Adding effects forces us to change the kind of the ->. In Haskell:

(->) :: * -> * -> *

In an effectful language, every arrow has an effect component:

(->) :: * -> * -> Effect -> *

Could maybe (and Ben’s PhD thesis does) add a Pure effect to non-effectful arrows.

It also changes the nature of application (just substitution) and mixing the “other stuff” in.

Value-only languages

What if we remove substitution (can only apply values to values):

\[\large\frac{ \Gamma \vdash v_{1} :: t_{1} \xrightarrow{e_{1}} t_{2} ; \bot \qquad \Gamma \vdash v_{2} :: t_{1} ; \bot }{ \Gamma \vdash v_{1} v_{2} :: t_{2} ; e_{2} }\]
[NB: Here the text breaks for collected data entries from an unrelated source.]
Issue #1584, opened 2020-03-23
.asmdef / root namespace


sebastian-heinz:
Hello,

It would be great if there was a way to specify the root namespace for rider/unity projects.
I raised this in the unity forum and got redirected to this issue tracker.
Post: https://forum.unity.com/threads/rider-asmdef-namespace.852121/#post-5619076

I think a great way to solve this would be to be able to specify it inside the .asmdef file.
There us already a way to specify a package name, but using this would restrict the root namespace to the package name, not sure if this would be desired or not.

Having an additional field might require coordination with unity team.

I am unsure if VisualStudio has similiar issues or how it is handled, since .csproj files are generated on the fly it is not really possible to provide this info to the package.

Here is my .asmdef for a local package
![Capture](https://user-images.githubusercontent.com/7891178/77308682-529e7780-6d36-11ea-90aa-459a97da294e.PNG)

Here is the warning about my namespace:
![Capture](https://user-images.githubusercontent.com/7891178/77308519-09e6be80-6d36-11ea-9850-42ffab1edac4.PNG)

Maybe there are other ways to solve this, would be happy if there is a solution or maybe I am missing something that it is already possible and I am doing something wrong.

Thank you

van800:
Related to https://youtrack.jetbrains.com/issue/RIDER-36546

Strepto:
A workaround to the issue with namespaces in the Packages/ folder could be handled the same way as with namespaces in the Assets folder, strip away "Packages/" when suggesting namespace. This is not the best solution, and I would like to handle namespaces within assembly-definitions, but it helps with avoiding the basic namespace clutter.

![image](https://user-images.githubusercontent.com/3185998/77823583-737f1800-70fc-11ea-8984-7db9864f6433.png)

van800:
As a workaround you may switch from UnityExplorer to SolutionExplorer. Right click on packages folder would allow to uncheck Namespace Provider for it.
![image](https://user-images.githubusercontent.com/1482681/77996745-7c573000-732e-11ea-8f74-f2498265dc3b.png)

citizenmatt:
See also [RIDER-36546](https://youtrack.jetbrains.com/issue/RIDER-36546)

Nirlah:
Hey @citizenmatt,
Now that Unity 2020.2 added support for `rootNamespace` in .Asmdef, is there a plan to support it in Rider?

van800:
[...]

PR #1677, opened 2020-05-28
Disable namespace provider for Packages and subfolder

### LINKED ISSUE #1161: Consider stopping {package_root}/Scripts acting as a namespace provider
Rider (and ReSharper) currently prevents the `Assets` and `Assets/Scripts` folders acting as "namespace provider", so Rider won't suggest adding `Assets` or `Assets.Scripts` as part of the namespace.

Rider doesn't do anything similar for packages. So if a package root folder has a `Scripts` folder, Rider will suggest adding `Scripts` into the namespace.

To fix this, when loading each project, look for a `.asmdef` file - the location of this file marks the root folder of the package's project (a package can hold multiple projects). We can then use this path to stop `Scripts` being flagged as a namespace provider.

Big question is: is this a scenario likely to be encountered by a large number of users? Will most users set up a folder structure with `Scripts` in the root folder of a package project?

citizenmatt:
Add new rules to disable the "namespace provider" for the following folders. This will stop Rider/ReSharper from suggesting that folder as part of the namespace name. Once this PR is applied, the following folders will no longer be included in namespace name suggestions:

* `Assets`
* `Assets/Scripts`
* `Packages/<package-root>` - any top level folder under `Packages`
* `Packages/<package-root>/**` - any non-project folders. I.e. any folder under a package root that does not have `package.json`
* `Packages/<package-root>/**/Runtime`
* `Packages/<package-root>/**/Scripts`
* `Packages/<package-root>/**/Runtime/Scripts`
* `Packages/<package-root>/**/Scripts/Runtime`
* `Library/PackageCache/<package-root>`
* `Library/PackageCache/<package-root>/**` - any non-project folders. I.e. any folder under a package root that does not have `package.json`
* `Library/PackageCache/<package-root>/**/Runtime`
* `Library/PackageCache/<package-root>/**/Scripts`
* `Library/PackageCache/<package-root>/**/Runtime/Scripts`
* `Library/PackageCache/<package-root>/**/Scripts/Runtime`

This means that code in packages do not get the package name suggested, nor `Scripts`, `Runtime`, or a combination of the two. The patterns will also exclude any folder at the root of a package folder that does not contain `package.json`. This matches the use case of a git repo added to the `Packages` folder that does not have a package in the root folder of the repo (the package must be manually added via a `file:` reference in `Packages/manifest.json`)

The `Library/PackageCache` patterns stop ReSharper/Rider prompting if the user generates projects for referenced packages (which is arguably a bad idea, as these files should not be user editable, and are not in source control).

This does not fix all incorrect warnings for mismatched namespaces, as there are no widely accepted standards or conventions for namespaces or folder structure, but it does remove a number of poor suggestions. 

It is not currently possible to set a root namespace for packages (although this will be fixed in Unity 2020.2), so it is hard to get correct suggestions. The current recommendation is that the root folder of the assembly (not the package) has the same name as the root namespace. E.g. `Packages/com.unity.collections@0.0.9-preview.9/Unity.Collections/UnityCollections.asmdef` would have a root namespace of `Unity.Collections`. These changes support this scheme.

Fixes #1161 and addresses #1584 and [RIDER-36546](https://youtrack.jetbrains.com/issue/RIDER-36546)

### DIFF
--- a/CHANGELOG.md
+++ b/CHANGELOG.md
@@ -15,7 +15,7 @@ Since 2018.1, the version numbers and release cycle match Rider's versions and r
 ### Added
 
 - Use `Range` attribute to provide hints to integer dataflow analysis ([#1673](https://github.com/JetBrains/resharper-unity/pull/1673))
-- Remove `Packages` and any subfolder from namespace suggestions ([#1677](https://github.com/JetBrains/resharper-unity/pull/1677))
+- Improve namespace suggestions for packages ([#1161](https://github.com/JetBrains/resharper-unity/issues/1161), [RIDER-36546](https://youtrack.jetbrains.com/issue/RIDER-36546), [#1677](https://github.com/JetBrains/resharper-unity/pull/1677))
 - Rider: Add "pausepoints" a type of breakpoint that doesn't suspend code execution, but pauses the Unity editor ([#1272](https://github.com/JetBrains/resharper-unity/issues/1272), [#1661](https://github.com/JetBrains/resharper-unity/pull/1661))
 - Rider: Add sample text for "Unity", "ShaderLab" and "Cg/HLSL" Colour Scheme options pages ([#1667](https://github.com/JetBrains/resharper-unity/pull/1667))
 
--- a/CHANGELOG.md
+++ b/CHANGELOG.md
@@ -15,6 +15,7 @@ Since 2018.1, the version numbers and release cycle match Rider's versions and r
 ### Added
 
 - Use `Range` attribute to provide hints to integer dataflow analysis ([#1673](https://github.com/JetBrains/resharper-unity/pull/1673))
+- Remove `Packages` and any subfolder from namespace suggestions ([#1677](https://github.com/JetBrains/resharper-unity/pull/1677))
 - Rider: Add "pausepoints" a type of breakpoint that doesn't suspend code execution, but pauses the Unity editor ([#1272](https://github.com/JetBrains/resharper-unity/issues/1272), [#1661](https://github.com/JetBrains/resharper-unity/pull/1661))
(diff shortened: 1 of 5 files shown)


van800:
If we remove Packages and its subfolder, then here preferred namespace would be just `Editor`
image

citizenmatt:
There's no agreed standard for namespaces or folder layouts, which makes this tricky. We disable it for `Assets`, so it makes sense that we disable it for `Packages` too. The sub folder is the name of the package, but not necessarily the name of the assembly/project, especially if the package includes multiple asmdef files, such as for tests.

It doesn't work for this example, but it does work for the scenario of taking one of Unity's own packages and copying it from `Library/PackageCache` to the `Packages` folder. E.g. the Unity Collections package has a root folder of `Packages/com.unity.collections`, but the main assembly is in `Packages/com.unity.collections/Unity.Collections`. The namespace in the code is `Unity.Collections`. The same happens with `Packages/com.unity.mathematics/Unity.Mathematics`. 

On the other hand, the assembly defined in `Packages/com.unity.ads/Runtime/Advertisement` has a namespace of `UnityEngine.Advertisements`, which we couldn't derive from the folder names.

I don't think we can get this right 100% of the time, but we can set up a good default, and I think removing the folder location and the package name is a good start. If the name of the root folder of the actual assembly is the required root namespace (`Packages/com.unity.mathematics/Unity.Mathematics`) then it works.

citizenmatt:
And that's made me think that if we generate projects for all packages, we should take a look at what happens for packages in `Library/PackageCache/<package_name>` too. Perhaps this also needs to be excluded.

van800:
You were right, that's a special case.

image

citizenmatt:
I've excluded `Library/PackageCache/<pacakge-name@version>` now as well. Looking at an example project with a load of referenced packages, I'm tempted to remove `Packages/<package_name>/Runtime`, too. I've never seen it in a namespace, and it seems to be there to mirror the `Editor` folder. What do you think?

syscrusher1709:
Thanks for this set of changes; I think this is an improvement.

(Note, if you haven’t already, that an effect of \(\bot\) is pure.)

So:

\[\large foo :: Int \rightarrow \text{S (State}\vee\text{IO) Int}\]

Here S is a suspended computation which, when invoked, will perform some actions and return an integer.
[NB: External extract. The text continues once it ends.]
PR #1703, opened 2020-06-18
Hide .meta files from navigation bar

citizenmatt:
This PR will:

* Unify the "show all files" setting between Unity Explorer and Solution Explorer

Introducing a suspended computation:

\[\large\frac{ \Gamma \vdash M :: t_{1} ; e_{1} }{ \Gamma \vdash suspend M :: S e_{1} t_{1} ; \bot }\]

Running a suspended computation:

\[\large\frac{ \Gamma \vdash M :: S e_{1} t; e_{2} }{ \Gamma \vdash run M :: t ; e_{2} \vee e_{1} }\]

Also need:

\[\large\frac{ \Gamma, x : t_1 \vdash M :: t_2 ; \bot }{ \Gamma \vdash (\lambda (x:t_1) . M) :: t_1 \rightarrow t_2 ; \bot }\]
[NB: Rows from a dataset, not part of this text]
PR #1730, opened 2020-07-02
Improve "Attach to Unity Process" dialog

citizenmatt:
This PR improves the UX of the Attach to Unity Process dialog, and fixes a few bugs in player discovery

* Editors and players are now grouped by project, when available (grouped by "Unknown project" when not)
* Editor helper processes are shown as child nodes in a tree view
* Within groups, processes are listed in order of importance - editors, then editor helpers, local/standalone players, remote players
* Local processes, such as editors and editor helpers are refreshed once a second, so new processes are added/removed while the dialog is open
* Local process discovery now only checks if a process is called "Unity", rather than trying to match heuristics. This mimics what Unity do in their own debugger plugins for other IDEs
* Player discovery is rewritten and improved:
  * Previously, polling would read one broadcast message from a socket and sleep, while more messages are being sent, creating a backlog that is never properly processed. This could prevent all players being correctly listed. Now we read all available messages
  * Previously, polling was handled with blocking and timeouts. This has been rewritten to use `select` style semantics - only do something if the socket has data
* Unity specific run configurations are now only available in Unity projects, and are dumb aware

Screenshot 2020-06-25 at 11 39 16 am


rider/src/main/kotlin/com/jetbrains/rider/plugins/unity/run/UnityRunUtil.kt
```diff
@@ -29,30 +29,23 @@ object UnityRunUtil {
...
+        else ""
+
+        logger.trace("isUnityEditorProcess: $name")
+        logger.trace("Checking Unity Process, execPathName: $canonicalName")
+
+        // Based on Unity's own VS Code debugger, we simply look for "Unity" or "Unity Editor". Java's
+        // ProcessInfo#executableDisplayName is the executable name with `.exe` removed. This matches the behaviour of
+        // .NET's Process.ProcessName
+        // https://github.com/Unity-Technologies/MonoDevelop.Debugger.Soft.Unity/blob/9f116ee5d344bce5888e838a75ded418bd7852c7/UnityProcessDiscovery.cs#L155
+        return (name.equals("Unity", true) || name.equals("Unity Editor", true)
```
van800, line 47: Isn't it Unity.exe on Windows?

van800: Nevermind, I see the comment above now.

rider/src/main/kotlin/com/jetbrains/rider/plugins/unity/run/configurations/UnityAttachToEditorFactory.kt
```diff
@@ -12,6 +13,7 @@ open class UnityAttachToEditorFactory(type: ConfigurationType)
     override fun isConfigurationSingletonByDefault() = true
     override fun getName() = "Debug Unity Editor"
     override fun getIcon() = UnityIcons.RunConfigurations.AttachAndDebug
+    override fun isApplicable(project: Project) = project.isUnityProject()
```
van800, line 16: Consider using com.jetbrains.rider.UnityProjectDiscovererKt#isUnityClassLibraryProject
One may want to attach from UnityClassLib project.

van800: Check if you can attach from our rider-unity solution.

citizenmatt: Good call. I looked if `isUnityProject` worked with generated and non-generated projects, but missed projects outside of the Unity solution structure. All this does is move the configurations into the "Other" section of the new drop down for projects where it's not appropriate, so it doesn't affect much, and you can still use them and connect from any project type. I'll add the check.

Screenshot 2020-07-02 at 2 09 39 pm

\[\large\frac{ \Gamma \in x:t_1 }{ \Gamma \vdash x :: t_1 ; \bot }\]

And application \[\large\frac{ \Gamma \vdash M :: t_1 \rightarrow t2; e_1 \qquad \Gamma \vdash N :: t_1 ; e_2 }{ \Gamma \vdash M N :: t_2 ; e_1 \vee e_2 }\]

Claim that this system is better than the original effect system which forces us to add an effect to the arrow kind (our arrow has the original pure type) and also the Haskell approach with monads.

Use suspend within a lambda abstraction.

\lambda(x:T1). suspend ....

It’s obvious where to insert suspend as abstration bodies must be pure.

suspend and run are syntactic; generated by compiler for source language.

Q&A

Constructive logics have judgements like this (M terminates and proves A is true):

\[\large\Gamma \vdash M :: \text{A true}\]

Also have a judgement like this (if M terminates, it proves A):

\[\large\Gamma \vdash M :: \text{A lax}\]

And:

\[\large\frac{ \Gamma \vdash M :: \text{A lax} }{ \Gamma \vdash box M :: \Box \text{A true} }\]

(See PL summer school video?)

See also the Haskell Symposium paper (papers!) doing extensible effects in Haskell.

Yow! Conference

There’s a potential for members to get a discounted ticket (group rate). Talk to Jed about it.